■ What is needed
Please count the lines in the entries below that include the word "async", and give only the number.

#### Records supplied ####

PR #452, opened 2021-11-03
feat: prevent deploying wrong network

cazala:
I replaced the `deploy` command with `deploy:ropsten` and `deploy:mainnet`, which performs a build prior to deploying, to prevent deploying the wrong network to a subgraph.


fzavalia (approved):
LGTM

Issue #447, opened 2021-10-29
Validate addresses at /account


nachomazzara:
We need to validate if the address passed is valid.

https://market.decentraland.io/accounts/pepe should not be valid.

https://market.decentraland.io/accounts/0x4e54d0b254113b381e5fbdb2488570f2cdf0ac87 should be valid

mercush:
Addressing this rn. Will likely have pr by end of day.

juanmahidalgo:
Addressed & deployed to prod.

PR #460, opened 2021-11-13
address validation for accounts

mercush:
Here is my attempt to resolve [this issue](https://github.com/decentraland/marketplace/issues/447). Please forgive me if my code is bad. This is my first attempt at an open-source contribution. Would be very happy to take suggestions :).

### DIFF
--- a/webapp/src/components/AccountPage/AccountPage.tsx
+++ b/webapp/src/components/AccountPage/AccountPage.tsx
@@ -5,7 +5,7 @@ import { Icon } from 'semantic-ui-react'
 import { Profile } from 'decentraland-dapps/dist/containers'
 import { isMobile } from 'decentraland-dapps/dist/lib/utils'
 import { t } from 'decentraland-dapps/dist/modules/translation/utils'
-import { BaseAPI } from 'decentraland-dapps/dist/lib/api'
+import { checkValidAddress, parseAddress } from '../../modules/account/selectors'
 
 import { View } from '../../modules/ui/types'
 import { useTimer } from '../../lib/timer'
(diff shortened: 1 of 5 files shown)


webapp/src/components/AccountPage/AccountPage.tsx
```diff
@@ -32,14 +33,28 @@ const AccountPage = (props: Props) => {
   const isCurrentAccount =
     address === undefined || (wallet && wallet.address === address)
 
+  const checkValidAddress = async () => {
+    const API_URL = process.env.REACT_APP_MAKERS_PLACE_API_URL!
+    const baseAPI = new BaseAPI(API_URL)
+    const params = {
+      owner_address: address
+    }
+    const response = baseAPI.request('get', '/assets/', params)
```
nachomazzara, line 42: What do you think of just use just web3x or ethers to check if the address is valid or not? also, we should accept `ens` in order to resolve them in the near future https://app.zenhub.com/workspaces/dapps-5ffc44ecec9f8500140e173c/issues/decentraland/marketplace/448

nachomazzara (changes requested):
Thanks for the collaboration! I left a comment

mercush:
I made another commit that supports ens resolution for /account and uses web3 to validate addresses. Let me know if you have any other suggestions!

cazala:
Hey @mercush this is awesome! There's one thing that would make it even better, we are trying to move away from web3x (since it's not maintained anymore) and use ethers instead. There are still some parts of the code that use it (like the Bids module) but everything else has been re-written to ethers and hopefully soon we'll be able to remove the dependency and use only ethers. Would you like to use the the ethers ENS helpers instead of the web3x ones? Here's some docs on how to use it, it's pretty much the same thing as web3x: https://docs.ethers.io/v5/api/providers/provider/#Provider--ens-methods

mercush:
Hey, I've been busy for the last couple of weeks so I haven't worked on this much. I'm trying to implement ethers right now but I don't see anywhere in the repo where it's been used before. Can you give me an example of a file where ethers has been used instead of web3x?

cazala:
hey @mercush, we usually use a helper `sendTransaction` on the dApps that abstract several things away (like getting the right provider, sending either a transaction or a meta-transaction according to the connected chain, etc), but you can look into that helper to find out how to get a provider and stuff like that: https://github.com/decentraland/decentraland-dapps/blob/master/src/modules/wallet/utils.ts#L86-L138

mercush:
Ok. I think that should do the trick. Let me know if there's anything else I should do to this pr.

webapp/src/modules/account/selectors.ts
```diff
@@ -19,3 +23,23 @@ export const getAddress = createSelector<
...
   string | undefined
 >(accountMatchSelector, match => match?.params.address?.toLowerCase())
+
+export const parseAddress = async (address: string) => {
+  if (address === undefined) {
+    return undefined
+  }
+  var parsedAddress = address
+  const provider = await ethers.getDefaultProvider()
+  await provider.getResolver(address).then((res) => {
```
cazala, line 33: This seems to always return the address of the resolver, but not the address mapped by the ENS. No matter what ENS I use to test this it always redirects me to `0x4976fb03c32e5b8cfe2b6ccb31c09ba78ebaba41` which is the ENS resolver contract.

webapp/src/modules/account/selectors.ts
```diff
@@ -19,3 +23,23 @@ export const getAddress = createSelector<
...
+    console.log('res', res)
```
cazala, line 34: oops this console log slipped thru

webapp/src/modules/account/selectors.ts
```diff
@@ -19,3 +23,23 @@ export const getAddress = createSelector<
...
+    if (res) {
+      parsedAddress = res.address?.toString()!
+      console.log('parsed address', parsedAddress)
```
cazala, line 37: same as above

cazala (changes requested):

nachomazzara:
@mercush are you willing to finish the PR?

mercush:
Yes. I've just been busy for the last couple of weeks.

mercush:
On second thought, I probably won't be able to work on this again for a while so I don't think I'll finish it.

####
#### Records supplied ####

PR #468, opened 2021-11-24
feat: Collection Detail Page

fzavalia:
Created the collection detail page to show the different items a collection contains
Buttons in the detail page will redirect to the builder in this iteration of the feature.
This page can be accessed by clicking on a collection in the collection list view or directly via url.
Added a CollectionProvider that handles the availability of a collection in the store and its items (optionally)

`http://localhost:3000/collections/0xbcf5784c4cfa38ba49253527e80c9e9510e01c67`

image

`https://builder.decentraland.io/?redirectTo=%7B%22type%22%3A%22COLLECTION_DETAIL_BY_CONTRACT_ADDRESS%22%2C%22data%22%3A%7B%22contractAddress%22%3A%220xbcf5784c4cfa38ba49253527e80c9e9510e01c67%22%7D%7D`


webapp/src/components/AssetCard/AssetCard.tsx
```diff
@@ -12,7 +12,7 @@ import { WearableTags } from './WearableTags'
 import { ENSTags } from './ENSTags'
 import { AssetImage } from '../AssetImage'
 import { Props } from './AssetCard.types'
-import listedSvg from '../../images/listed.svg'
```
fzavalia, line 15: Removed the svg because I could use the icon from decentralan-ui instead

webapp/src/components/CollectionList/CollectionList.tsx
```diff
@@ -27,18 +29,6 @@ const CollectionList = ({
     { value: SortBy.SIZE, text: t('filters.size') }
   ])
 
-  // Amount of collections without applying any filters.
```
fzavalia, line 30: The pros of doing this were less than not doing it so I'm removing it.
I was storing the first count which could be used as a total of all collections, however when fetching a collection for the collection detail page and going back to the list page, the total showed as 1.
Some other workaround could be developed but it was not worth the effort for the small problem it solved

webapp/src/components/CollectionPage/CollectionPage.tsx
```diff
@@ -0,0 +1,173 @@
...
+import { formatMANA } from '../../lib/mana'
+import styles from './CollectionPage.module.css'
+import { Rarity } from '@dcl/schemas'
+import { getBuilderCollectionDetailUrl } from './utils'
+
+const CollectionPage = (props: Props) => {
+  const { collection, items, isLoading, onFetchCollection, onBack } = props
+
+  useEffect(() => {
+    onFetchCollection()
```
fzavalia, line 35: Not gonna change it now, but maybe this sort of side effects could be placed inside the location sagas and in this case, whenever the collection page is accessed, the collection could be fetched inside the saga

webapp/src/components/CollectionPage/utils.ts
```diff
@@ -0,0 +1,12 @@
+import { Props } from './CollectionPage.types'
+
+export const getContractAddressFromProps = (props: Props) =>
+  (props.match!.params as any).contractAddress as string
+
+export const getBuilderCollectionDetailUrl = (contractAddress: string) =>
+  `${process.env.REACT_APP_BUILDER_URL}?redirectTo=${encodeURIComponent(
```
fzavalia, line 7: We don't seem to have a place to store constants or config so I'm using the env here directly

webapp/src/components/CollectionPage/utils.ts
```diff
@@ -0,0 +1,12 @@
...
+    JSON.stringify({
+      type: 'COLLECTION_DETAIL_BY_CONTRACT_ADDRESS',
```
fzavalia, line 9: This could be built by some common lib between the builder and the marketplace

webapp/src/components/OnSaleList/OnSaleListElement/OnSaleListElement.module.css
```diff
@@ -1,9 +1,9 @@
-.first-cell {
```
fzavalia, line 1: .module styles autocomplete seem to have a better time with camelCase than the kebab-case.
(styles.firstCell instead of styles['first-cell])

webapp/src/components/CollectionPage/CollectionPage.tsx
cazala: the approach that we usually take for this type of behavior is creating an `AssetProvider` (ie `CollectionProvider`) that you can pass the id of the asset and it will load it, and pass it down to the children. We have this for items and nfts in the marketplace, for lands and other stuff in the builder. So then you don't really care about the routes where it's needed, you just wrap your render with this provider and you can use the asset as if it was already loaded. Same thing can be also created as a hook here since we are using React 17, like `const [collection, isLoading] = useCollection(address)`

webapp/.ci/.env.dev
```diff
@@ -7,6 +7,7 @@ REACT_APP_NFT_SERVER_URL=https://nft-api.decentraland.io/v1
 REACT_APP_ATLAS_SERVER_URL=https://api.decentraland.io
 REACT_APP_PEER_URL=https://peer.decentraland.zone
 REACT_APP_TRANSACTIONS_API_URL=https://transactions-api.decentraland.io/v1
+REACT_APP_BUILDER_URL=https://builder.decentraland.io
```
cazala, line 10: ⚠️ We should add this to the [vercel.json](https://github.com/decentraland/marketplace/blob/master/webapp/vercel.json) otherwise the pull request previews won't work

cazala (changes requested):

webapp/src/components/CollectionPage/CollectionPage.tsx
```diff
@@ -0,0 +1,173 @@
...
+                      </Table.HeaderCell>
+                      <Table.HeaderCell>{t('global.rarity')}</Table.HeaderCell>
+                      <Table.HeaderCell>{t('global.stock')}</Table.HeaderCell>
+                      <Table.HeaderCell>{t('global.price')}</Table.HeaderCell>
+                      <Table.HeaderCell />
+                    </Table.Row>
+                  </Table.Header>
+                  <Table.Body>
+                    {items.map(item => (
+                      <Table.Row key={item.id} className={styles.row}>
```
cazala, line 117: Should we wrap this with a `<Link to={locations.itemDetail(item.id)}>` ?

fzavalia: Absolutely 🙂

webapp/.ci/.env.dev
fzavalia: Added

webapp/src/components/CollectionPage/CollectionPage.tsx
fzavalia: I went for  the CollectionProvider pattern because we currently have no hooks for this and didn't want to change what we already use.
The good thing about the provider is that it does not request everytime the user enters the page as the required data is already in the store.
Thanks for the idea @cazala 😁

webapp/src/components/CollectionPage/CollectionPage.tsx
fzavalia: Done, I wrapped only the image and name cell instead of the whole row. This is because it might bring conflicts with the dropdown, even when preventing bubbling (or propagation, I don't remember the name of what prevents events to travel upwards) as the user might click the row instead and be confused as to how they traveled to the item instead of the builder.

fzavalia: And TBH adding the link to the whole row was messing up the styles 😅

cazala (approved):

####

■ Answer to this exercise
2